How to set up Duplicity:

Now it is time to set up duplicity to perform backups to the remote server. First of all you will need a folder on the remote server where duplicity will store its files. Since we are planning to split the backup process into two subsystems we will create two folders. One for system backups and one for user backups. Type the following in to the command line:
ssh server 

mkdir /home/my_user/repos/system 

mkdir /home/my_user/repos/me 
 lets write the backup scripts for the system backup first. Create a folder in the home directory of your root to store all of the duplicity related stuff.
sudo mkdir /root/scripts/system_backup 
vim /root/scripts/system_backup/back_sys_up.sh 
Now fill in the following content:
#!/bin/bash
test -x $(which duplicity) || exit 0
#Write the start time into the log files
echo "start: " `date +%D-%T` >> /var/log/duplicity_system.log
# Call duplicity to begin the backup process
$(which duplicity) \
--no-encryption \
--full-if-older-than 15D \
--num-retries 3 \
--log-file /var/log/duplicity_system.log \
--progress \
--exclude /proc \
--exclude /home \
--exclude /dev \
--exclude /mnt \
--exclude /lost+found \
--exclude /sys \
--exclude /run \
--exclude /tmp \
/ scp://my_user@server///home/my_user/repos/system
# Remove all of the full backups and their increments, except the last three
$(which duplicity) \
remove-all-but-n-full 3 \
--force \
scp://my_user@server///home/my_user/repos/system
echo "end: " `date +%D-%T` >> /var/log/duplicity_system.log
$(which duplicity) \
collection-status \
scp://my_user@server///home/my_user/repos/system > \
/root/scripts/system_backup/current_status.txt
Duplicity is highly configurable, and there are many options that can be set.
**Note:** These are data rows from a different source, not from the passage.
Issue #875, opened 2021-06-24
ESPT Does not recognize "I" as an actor


nienna73:
When doing an espt search, phrases such as "I see you" or "I have" are not recognized as phrases and therefore not inflected. Known examples include (please add more in the comments):

"I have"
https://itwewina.altlab.app/search?q=I+have+espt%3A1

"I see you"
https://itwewina.altlab.app/search?q=I+see+you+espt%3A1

"I speak Cree"
https://itwewina.altlab.app/search?q=I%20speak%20Cree%20espt%3A1

andrewdotn:
I believe the English FST is looking for an uppercase “I” but the search machinery lowercases everything at the start so that case is not significant in searches.

aarppe:
Here are more dysfunctional cases:
* we will speak to you and us
https://itwewina.altlab.app/search?q=we%20will%20speak%20to%20you%20and%20us%20Cree%20espt%3A1
* let you and us sleep now
https://itwewina.altlab.app/search?q=let%20you%20and%20us%20sleep%20now%20espt%3A1
* let us eat later
https://itwewina.altlab.app/search?q=let%20us%20eat%20later%20espt%3A1

aarppe:
I've changed the English phrase analyzer so that a lower-case `i` surrounded by space is regularized as `I`. But that revised FST should be incorporated in itwêwina next.

aarppe:
Current status:
- [x] `I` as actor

<img width="370" alt="image" src="https://user-images.githubusercontent.com/15003407/127415900-5f8af80e-724d-4887-8176-c38404073ddf.png">

- [ ] inclusive `you and we` as actor
- [ ] inclusive `you and us` as goal
- [ ] imperatives

PR #876, opened 2021-06-24
Fix indent that broke non-phrase espt searches

andrewdotn:


nienna73 (approved):
oh my

eddieantonio:
I don't believe this directly fixes #875, since it _still_ does not recognize "I" as an actor; however, it fixes the crash!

We will discuss a few of them here for more information please refer to [1] and [2]. Due to a minor bug in the current version of duplicity (0.7.09) there are some issues with gpg encryption for the root user. When testing I discovered that duplicity fails to fetch the gpg key if the last backup session has been interrupted, thus the usage of --no-encryption option. If you are using a later version of duplicity or want to tackle the problem on your own, I would refer you to [3] for more information on how to set up encryption on the remote server. Duplicity can perform two types of backup full or incremental. Full backups are the full backups of the not excluded folders and files, where as the incremental backups track the changes in the files and folders from last full backup. Incremental backups are small and fast. They put less strain on your network, but in order to restore a file from a backup multiple multiple incremental backups must be downloaded along side with the full backup in order to reconstruct the file. This means that the longer the chain of incremental backups the longer it takes to reconstruct the file. Therefore it makes sense to force a full backup once in a while.  --full-if-older-than 15D forces duplicity to perform a full backup every 15 days.

Run the following command in order to create your first full backup:
sudo chmod +x /root/scripts/system_backup/back_sys_up.sh 
sudo /root/scripts/system_backup/back_sys_up.sh 
Now you are done with the first part of this tutorial. We will be discussing the automation process in the next part.